RECORDS SHOWN:
%%
PR #143, opened 2026-06-09
Implement completionItem/resolve for lazy completion (#112)

### LINKED ISSUE #112: Support lazy completion (completionItem/resolve) for items with deferred insertion text

monkopedia-coder:
## Summary

Implements `completionItem/resolve` for lazy LSP completion. Some servers (e.g. kotlin-lsp) send completion items with an empty insertion and deliver the real `textEdit`/`insertText` plus auto-import `additionalTextEdits` only via resolve. The #109 stopgap fell back to the label so basic insertion worked, but the auto-imports never applied.

When the server advertises `completionProvider.resolveProvider` and an item still needs resolution (it carries a `data` payload, or has no concrete insertion/edits yet), accepting the completion now:
1. issues `completionItem/resolve` (on apply — the cheap, correct hook), and
2. applies the resolved item's insertion **and** its auto-import `additionalTextEdits` in a single transaction (so the cursor-anchored insertion and the typically-earlier import edit don't invalidate each other's positions).

`applyFn` is synchronous while `completionItemResolve` is `suspend`, so the resolve-then-apply is launched on the session's `coroutineScope`. A failed resolve falls back to the unresolved item so a basic insertion still lands. Servers without resolve support and already-complete items keep the previous eager behaviour.

## Changes
- `ServerCompletion.kt`: `mapCompletionItem` gains optional `client`/`resolveProvider` params and installs a resolve-aware `applyFn` for lazy items (plain + snippet paths); adds `CompletionItem.needsResolve()`, `resolveThenApply`, and `insertWithAdditionalTextEdits` (single combined transaction). `serverCompletionSource` passes the server's `resolveProvider` capability through.
- `ServerCompletionTest.kt`: lazy item from `completion` (empty `textEdit.newText` + `data`) resolved to a real `newText` + auto-import `additionalTextEdits` from `completionItem/resolve`; asserts apply fetches the resolved item and applies BOTH the insertion and the auto-import; asserts NO resolve when `resolveProvider` is false or the item is already complete; plus `needsResolve` unit coverage.
- `CHANGELOG.md`: Unreleased / Fixed entry (#112).

## Verification
- `:lsp-client:jvmTest` green (29 tests in `ServerCompletionTest`, incl. 4 new), `:lsp-client:spotlessApply` clean, `:lsp-client:apiCheck` green (no public API change — new declarations are `internal`/`private`).

## Caveats
- The live end-to-end auto-import flow (against a real kotlin-lsp) still needs konstructor verification; this PR verifies the resolve-then-apply logic with a scripted stub server.

Fixes #112


monkopedia-reviewer (commented):
**Reviewer pass — `monkopedia-reviewer`**

**Category:** `feature_internal` (`:lsp-client`, no public API change — new decls are `internal`/`private`)
**Tier:** 3 (user-requested reviewer)
**CI:** ✅ all three checks green (`check` / `check-macos` / `check-ios`)
**Branch:** clean — 1 commit ahead of main, 0 behind

---

### Axis A — Correctness

All checklist items pass:

- **Resolve gating** ✅ — `resolveProvider` is read as `client.serverCapabilities?.completionProvider?.resolveProvider == true`; `needsResolve()` is checked independently; both must be true before the resolve path installs.
- **Single-transaction apply** ✅ — `insertWithAdditionalTextEdits` builds a `ChangeSpec.Multi` from the sorted union of `additionalTextEdits` + the primary insertion; `shiftBefore` correctly accounts for the net length delta from earlier edits when placing the cursor.
- **Coroutine bridge** ✅ — `resolveThenApply` launches on `ctx.session.coroutineScope` from the sync `applyFn`. One `launch` → one `dispatch`; no double-apply possible. Failure catches all `Throwable` and falls back to the original item, which then takes the normal label-insertion path — basic insertion still lands.
- **Fallback for no-resolve / already-complete items** ✅ — `resolvable` is false when `client == null || !resolveProvider || !item.needsResolve()`; the `when` branches drop through to the original eager paths.
- **CHANGELOG** ✅ — `## [Unreleased] / ### Fixed` entry references `#112`.
- **No public API change** ✅ — all new declarations are `internal`/`private`; `apiCheck` green per PR body.
- **Tests** ✅ — four new cases: `needsResolveDetection`, `lazyApplyResolvesAndAppliesInsertionPlusAutoImport`, `noResolveWhenServerLacksResolveProvider`, `noResolveWhenItemAlreadyComplete`. The `DelegatingSession` using `Dispatchers.Unconfined` correctly makes the async bridge run synchronously in tests.

One minor correctness note: the snippet resolve path calls `applyAdditionalTextEdits` then the snippet applicator as two separate transactions (same pattern as the pre-existing non-resolvable snippet path). The plain-text path correctly uses one `ChangeSpec.Multi`. This asymmetry is inherited from the existing code and was present before this PR — not a new regression, just noted for awareness.

### Axis B — Style

One recorded-rule violation (`imports` rule from memory):

`applyDefault` in `ServerCompletionTest.kt` references `com.monkopedia.kodemirror.state.TransactionSpec`, `ChangeSpec.Single`, and `InsertContent.StringContent` by FQN rather than adding imports. Rule: "Always prefer imports over fully qualified names. Use an alias if there's a conflict." These are unambiguous names with no conflict — they should be imported. This is test-only and in a `private` helper, so it is not a correctness issue.

---

### Live E2E note

As noted in the PR: the auto-import flow against a real kotlin-lsp server still needs konstructor verification. Not blocking — the scripted stub tests cover the resolve-then-apply logic thoroughly.

---

**Overall verdict:** Approvable. The coroutine bridge is correct, the single-transaction guarantee is sound, and CI is green. The FQN nit is minor — your call whether to clean up before merge or let it ride.

monkopedia-reviewer (approved):
Maintainer signed off (tier-3) on the completionItem/resolve approach. Rebased onto main (CHANGELOG: kept #130 + #112 Fixed bullets) and fixed the test FQN→imports nit (ChangeSpec/InsertContent/TransactionSpec now imported, per the project's imports-over-FQN rule). Coroutine resolve-on-apply bridge verified correct by review (single launch→single dispatch, failure falls back to label insertion); :lsp-client:jvmTest + spotless green locally. Live auto-import flow to be konstructor-verified against real kotlin-lsp. Auto-merge on green.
%%
WORK REQUEST:
Your answer should be every line from the material above in which the word "paths" appears.

SOLUTION TO THIS TASK:
- `ServerCompletion.kt`: `mapCompletionItem` gains optional `client`/`resolveProvider` params and installs a resolve-aware `applyFn` for lazy items (plain + snippet paths); adds `CompletionItem.needsResolve()`, `resolveThenApply`, and `insertWithAdditionalTextEdits` (single combined transaction). `serverCompletionSource` passes the server's `resolveProvider` capability through.
- **Fallback for no-resolve / already-complete items** ✅ — `resolvable` is false when `client == null || !resolveProvider || !item.needsResolve()`; the `when` branches drop through to the original eager paths.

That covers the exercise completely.